◆ EXERCISE ◆
Count the lines in the following data that include "cases". Please write only the number.
=-=-=-=-=
PR #531, opened 2026-06-17
Fix iscsi_conn_iface_has_ip error handling

mikechristie:
This fixes 2 issues with:

Commit 7e5b2757fed8 ("iscsi: delay reconnect until interface has valid IP. (#511)")

1. If iscsi_conn_iface_has_ip fails we need to close the socket.
2. This also fixes a tiny coding style issue where we want over 80 cols.

### DIFF
--- a/usr/io.c
+++ b/usr/io.c
@@ -255,7 +255,8 @@ iscsi_conn_iface_has_ip(char *iface_name, int expected_family)
 	return status;
 }
 
-static int bind_conn_to_iface(iscsi_conn_t *conn, struct iface_rec *iface, int expected_family)
+static int bind_conn_to_iface(iscsi_conn_t *conn, struct iface_rec *iface,
+			      int expected_family)
 {
 	struct iscsi_session *session = conn->session;
 
@@ -326,17 +327,18 @@ iscsi_io_tcp_connect(iscsi_conn_t *conn, int non_blocking)
 		return -1;
 	}
 
-	if (bind_conn_to_iface(conn, &conn->session->nrec.iface, ss->ss_family))
-		return -1;
+	if (bind_conn_to_iface(conn, &conn->session->nrec.iface,
+			       ss->ss_family)) {
+		rc = -1;
+		goto close_sock;
+	}
 
 	onearg = 1;
 	rc = setsockopt(conn->socket_fd, IPPROTO_TCP, TCP_NODELAY, &onearg,
 			sizeof (onearg));
 	if (rc < 0) {
 		log_error("cannot set TCP_NODELAY option on socket");
-		close(conn->socket_fd);
-		conn->socket_fd = -1;
-		return rc;
+		goto close_sock;
 	}
 
 	/* optionally set the window sizes */
@@ -396,6 +398,11 @@ iscsi_io_tcp_connect(iscsi_conn_t *conn, int non_blocking)
 	if (non_blocking)
 		set_non_blocking(conn->socket_fd);
 	rc = connect(conn->socket_fd, (struct sockaddr *) ss, sizeof (*ss));
+	return rc;
+
+close_sock:
+	close(conn->socket_fd);
+	conn->socket_fd = -1;
 	return rc;
 }
 


mikechristie:
Adding @gulams because he's good at reviewing patches and he will probably have to add it to OL :) Gulam, if it's not you can you tag the person that will handle it?

gulams (commented):
Looks good to me.
Reviewed-by: Gulam Mohamed <gulam.mohamed@oracle.com>

usr/io.c
```diff
@@ -255,7 +255,8 @@ iscsi_conn_iface_has_ip(char *iface_name, int expected_family)
 	return status;
 }
 
-static int bind_conn_to_iface(iscsi_conn_t *conn, struct iface_rec *iface, int expected_family)
+static int bind_conn_to_iface(iscsi_conn_t *conn, struct iface_rec *iface,
+			      int expected_family)
```
gonzoleeman, line 259: For the record, I do not currently have any rules about not going over 80 columns. It's been a long time since we had real terminals with only 80 columns, and I like the readability (and sometimes searchability) that having the code on one line can add.

But this is with a bigger commit that fixes issues, so it's fine with me.

usr/io.c
```diff
@@ -326,17 +327,18 @@ iscsi_io_tcp_connect(iscsi_conn_t *conn, int non_blocking)
 		return -1;
 	}
 
-	if (bind_conn_to_iface(conn, &conn->session->nrec.iface, ss->ss_family))
-		return -1;
+	if (bind_conn_to_iface(conn, &conn->session->nrec.iface,
+			       ss->ss_family)) {
```
gonzoleeman, line 331: I would actually try to match to rest of the function, i.e.:

```
rc = bind_conn_to_iface( <stuff> );
if (rc < 0) {
    log_error( <it might be nice to have an error message here?>);
    goto close_sock;
}
```
I do believe bind_conn_to_iface() returns 0 or -1.

usr/io.c
```diff
@@ -397,6 +399,11 @@ iscsi_io_tcp_connect(iscsi_conn_t *conn, int non_blocking)
 		set_non_blocking(conn->socket_fd);
 	rc = connect(conn->socket_fd, (struct sockaddr *) ss, sizeof (*ss));
 	return rc;
+
```
gonzoleeman, line 402: This might be a dumb question, but can the above "connect()" fail? If so, shouldn't it also close the socket connection and set the fd to -1?

gonzoleeman (commented):
I'd like your feedback on my comments.

And thank you for your submission!

usr/io.c
mikechristie: Agree. @gulams You were going to push this downstream right? Could you also handle upstream here as well?

usr/io.c
mikechristie: Yes and yes.

gonzoleeman:
Are updates coming?

gulams:
> Are updates coming?

@gonzoleeman, Yes, I will send it shortly

gonzoleeman:
We will soon be tagging a new release. Any chance you can get this fix in before that @gulams ?

gulams:
> We will soon be tagging a new release. Any chance you can get this fix in before that @gulams ?

@gonzoleeman, I will try get this done over the weekend. Sorry for the late.

gonzoleeman:
> > We will soon be tagging a new release. Any chance you can get this fix in before that @gulams ?
> 
> @gonzoleeman, I will try get this done over the weekend. Sorry for the late.

No worries. Thanks.

usr/io.c
gulams: > I would actually try to match to rest of the function, i.e.:
> 
> ```
> rc = bind_conn_to_iface( <stuff> );
> if (rc < 0) {
>     log_error( <it might be nice to have an error message here?>);
>     goto close_sock;
> }
> ```
> 
> I do believe bind_conn_to_iface() returns 0 or -1.

@gonzoleeman , I think this error message is not required as the callers of this function are already logging the error message. Let me know what do your comments.

usr/io.c
gulams: > This might be a dumb question, but can the above "connect()" fail? If so, shouldn't it also close the socket connection and set the fd to -1?

@gonzoleeman , I verified the code couple of times. Yes, the connect can fail but this failure is taken care and the fd is closed by the callers. Here is the detail:

1. In ep_connect() there are 3 cases:
   A. iscsi_conn_connect(), 2 cases:
     a. __session_conn_reopen():Not required as we do queue_delayed_reopen() where ultimately it will disconnect
        and do a reconnect
     b. __session_login_task(): Here also we do queue_delayed_reopen(). So, same as above case 'a'
   B. iscsi_create_leading_conn(), 1 case: Already taken care, so not needed
2. For direct connect() call, this is the call flow where its already taken care:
=-=-=-=-=
◆ RESPONSE FOR THIS EXERCISE ◆
2